In the same vein as my original question...

...what's the right technique to use for cleaning threads with a BB thread tap, to ensure the tap follows the existing threads, and doesn't cut new ones? I presume that, with the increased diameter of a bottom bracket shell, the potential is greater for this type of problem to happen.

Presently, I clean up dirty threads with a hooked tool, followed by an X-acto knife, followed by a well-oiled metal bottom bracket cup (an informal chasing tool).


----------



## Speedub.Nate (Dec 31, 2003)

rockyuphill said:


> This is the one you want.


Sweet! Any experience with it?

I definitely trust the Hozan brand, but I tend to trust Lifu, too. Am I better off with this versus the Lifu for $15 more?
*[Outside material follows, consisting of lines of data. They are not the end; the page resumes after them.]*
PR #3084, opened 2025-05-07
Specified a z-index value for the DateInput's Dialog.

sirineJ:

## Purpose

In https://github.com/sumup-oss/circuit-ui/pull/3072 I removed the z-index property from the Dialog styles and added to each overlay component its own specific value. I had overlooked the DateInput which is not built on top of the Popover component.

## Approach and changes

Add `z-index: var(--cui-z-index-popover);` css property to DateInput's Dialog.

## Definition of done

* [ ] Development completed
* [ ] Reviewers assigned

### DIFF
--- a/.changeset/proud-planets-argue.md
+++ b/.changeset/proud-planets-argue.md
@@ -1,0 +1,5 @@
+---
+"@sumup-oss/circuit-ui": patch
+---
+
+Specified a z-index value for the DateInput's Dialog.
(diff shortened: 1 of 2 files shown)


connor-baer (approved):
Would it make sense to refactor the DateInput to use the Popover in the future?

sirineJ:
> ense to refactor the DateInput t

Yes, its on my backlog :)

PR #3086, opened 2025-05-07
v10

sirineJ:
Circuit UI v10 improves the accessibility of the overlay components using the native [dialog](https://developer.mozilla.org/en-US/docs/Web/HTML/Element/dialog) element's capabilities and API. Refer to the changelog for a complete list of changes.


connor-baer (approved):
🎉 🎉 🎉

PR #3115, opened 2025-05-22
Fix custom class name when Anchor renders as span

connor-baer:
## Purpose

While upgrading the support center to Circuit UI v10, I noticed a bug in the Anchor component. When it's missing the `href` and `onClick` props, and is thus rendered as a simple `span`, a custom class name isn't forwarded.

## Approach and changes

- Forward custom class names to the `span` element
- Add additional unit tests to prevent regressions in the future

## Definition of done

* [x] Development completed
* [x] Reviewers assigned

### DIFF
--- a/.changeset/gentle-snakes-allow.md
+++ b/.changeset/gentle-snakes-allow.md
@@ -1,0 +1,5 @@
+---
+'@sumup-oss/circuit-ui': patch
+---
+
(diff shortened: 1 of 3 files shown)


sirineJ (approved):
Don't forget to add a changeset :)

Here's a photo of the Lifu version I found:


----------



## rockyuphill (Nov 28, 2004)

I have a set of the Hozan chasers and have used them on numerous frames. You do need to be careful getting them started since they are tapered at the starting threads, they're tougher to start square than some BB cups. I usually spin them in/out by hand with a bit of grease on them to make it easier to collect any cuttings off the taps.

The Hozan are just a chaser, there is no way to ensure the axis is square to the BB axis like the Lifu or Park thread cutters. 

Oh, and if you want to be able to face the BB shell as well, then something like the Lifu/Park combo is the way to go.


----------



## fonseca (Jan 12, 2004)

Speedub.Nate said:


> Presently, I clean up dirty threads with a hooked tool, followed by an X-acto knife, followed by a well-oiled metal bottom bracket cup (an informal chasing tool).


That sounds like a lot of work. I just squirt some degreaser in, use an old tooth brush, and then wipe it out with a rag. But I use an old BB cup too.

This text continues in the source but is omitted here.